The Portsmouth-based frigate – currently the Royal Navy’s Fleet Ready Escort, charged with protecting UK waters – took time during her patrol to hone her ‘quickdraw’ skills: the response of gunners to protect the warship from incoming fast-attack craft.

They use a combination of Miniguns – six-barrelled Gatling guns which spew out up to 2,000 rounds a minute – machine-guns and rifles as the last line of defence against incoming threats.

With the sun setting, the gun crews lit up the sky with flares, as they used night vision goggles to shoot a series of targets at sea.

While on patrol it is essential we continue our training in order to prepare ourselves for any eventuality.

Commander John Cromie RN

By day, the 190 sailors on board have been kept on their toes by practising winching people aboard from her helicopter.

The Saint – as the frigate is affectionately known by her crew – has a Merlin Mk2 helicopter embarked to support her patrol.

The helicopter – from 814 Naval Air Squadron (aka the Flying Tigers) and normally based at RNAS Culdrose in Cornwall – carried out a series of personnel transfers from the bridge wing.

Instead of winching up people from the flight deck as normal, the aviators – more at home hunting submarines – made use of the narrow, rather cluttered space on both sides of the bridge, standing in for similar confined spaces on yachts and fishing boats should St Albans be called upon to rescue seafarers from vessels in distress.

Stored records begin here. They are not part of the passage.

PR #1373, opened 2019-04-29
Add replace package support for PPM

rizalmart:
If there is an already installed package entry in the system database, just update the package files list and its database entry.

### DIFF
--- a/woof-code/rootfs-skeleton/usr/local/petget/installpkg.sh
+++ b/woof-code/rootfs-skeleton/usr/local/petget/installpkg.sh
@@ -759,7 +759,30 @@ if [ "$DESKTOPFILE" != "" ];then
  fi
 fi
 
-echo "$DB_ENTRY" >> /root/.packages/user-installed-packages
+#If there is an already installed package, just update the package files list and its database entry
+xpkgname="$(echo "$DB_ENTRY" | cut -f 2 -d '|')"
+installed_pkg="$(cat /root/.packages/user-installed-packages | grep "|$xpkgname|")"
+
+if [ "$installed_pkg" != "" ]; then
+  installed_files="$(echo "$installed_pkg" | cut -f 1 -d '|')"
+  if [ "$installed_files" != "" ]; then
+    if [ -e /root/.packages/${installed_files}.files ]; then
+	while IFS= read -r xline
+	do
+  	 if [ "$(cat /root/.packages/${DLPKG_NAME}.files | grep "$xline")" == "" ]; then
+	  echo "$xline" >> /root/.packages/${DLPKG_NAME}.files
+	 fi
+	done < /root/.packages/${installed_files}.files
+	rm -f /root/.packages/${installed_files}.files
+    else
+     echo "$DB_ENTRY" >> /root/.packages/user-installed-packages
+    fi
+  else
+    echo "$DB_ENTRY" >> /root/.packages/user-installed-packages
+  fi
+else
+ echo "$DB_ENTRY" >> /root/.packages/user-installed-packages
+fi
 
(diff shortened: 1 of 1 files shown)


wdlkmpx:
To replace a package you must first uninstall the previous package. Delete all the listed files, run uninstall script, delete filelist, delete uninstall script, delete references in user-installed-zzz..

By uninstalling and installing again the process is reliable and faster, you don't run grep & cat a lot of times.

I never did this, because, well, i don't use the ppm. But in the experimental branch i have optimized some routines in the ppm, and deleted a lot of lines of course, as part of structural changes in the build system. I enjoy deleting lines.

I optimized the 'trim the fat' code, it would take minutes with packages with many files, but now it takes seconds. You might want to take a look.
https://github.com/puppylinux-woof-CE/woof-CE/blob/experimental/woof-code/rootfs-skeleton/usr/local/petget/installmodes.sh

But still it can be way faster by replacing the `grep`s with case `$ONEFILE in` see example in 
https://github.com/puppylinux-woof-CE/woof-CE/blob/experimental/woof-code/2createpackages#L426

My advice is that you look in the experimental branch to see the current state of the scripts
https://github.com/puppylinux-woof-CE/woof-CE/blob/experimental/woof-code/rootfs-skeleton/usr/local/petget

I'm not sure if it's ever going to be merged into testing though

ninaholic:
I have played with the Puppy Package Manager v2.5 and I like it better so far. It is simpler and fast and feels less buggy than earlier versions (no more two packages appearing on right side when you only want one for instance). For downloads I already know I usually switch it to Automatic mode, but Step-by-step is probably better default so you can know and control what's happening. I too like to just find the files on ibiblio or puppy forum and click on the pet of sfs manually instead usually. I run ppm sometimes when I'm lazy and in live mode so the changes don't matter. :laughing:

wdlkmpx:
Yes the PPM is less buggy and simpler in the experimental branch, although sometimes improvements have be reverted due to popular demand.

As far as i know installpkg.sh does not let you to replace or re-install a package, you have to delete some lines, i don't see that in this pull request.

It's possible to detect if a pkg is already installed, in that case installpkg.sh should uninstall the previous pkg first, before the new pkg is extracted or copied to /, then install it the usual way. 

So the code to add should be around lines 120-210

I explained how to do it in my first comment... i'm not exactly expecting rizalmart to do that, it would be the proper way to reinstall or replace a pkg though..

I haven't  tested this yet, ninaholic might to expend a couple minutes testing if this actually works... the file is here  https://raw.githubusercontent.com/rizalmart/woof-CE/patch-4/woof-code/rootfs-skeleton/usr/local/petget/installpkg.sh

rizalmart:
I noticed that if a user try to install "package-1.0.pet" then suddenly install "package-1.0b.pet" it creates a duplicate entry in PPM registration it treated "package-1.0b" as a separate package although it was a same package. So this commit will just update the files list of an installed package and PPM database because for this example, files of package-1.0 was overwritten by package-1.0b much like replace package of android

wdlkmpx:
I think it's still  not right.

Sometimes you want to remove something from a package, plugins or something the breaks the app, the plugin or something will still be there after you install the revised .pet, you should uninstall the previous package.

What i see here is that you merge the contents of 2 different packages, well, theoretically different.

But i think i can merge this anyway, and i might fix the logic some day. It's not right.

I tested this after merging locally to testing and then to experimental, it works as adverstised, probably, i can't test using the file in the testing branch, installpkg.sh is not compatible.

wdlkmpx:
I created this page, just in case:
https://github.com/puppylinux-woof-CE/woof-CE/wiki/Building-using-the-'experimental'-branch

Commander John Cromie, the ship’s Commanding Officer, said: “As the UK’s Fleet Ready Escort, HMS St Albans spends a significant proportion of her time on patrol far out in the Atlantic.

“While on patrol it is essential we continue our training in order to prepare ourselves for any eventuality.

“These activities undertaken in quick succession demonstrate the versatility of a modern warship and its ability to deliver violence to the enemy in one moment and provide essential life-saving assistance the next.”

As the UK’s very-high-readiness warship, St Albans regularly spends long periods on patrol in the Atlantic, Western Approaches and North Sea. Last year, the frigate spent nearly 250 days away from her base port of Portsmouth.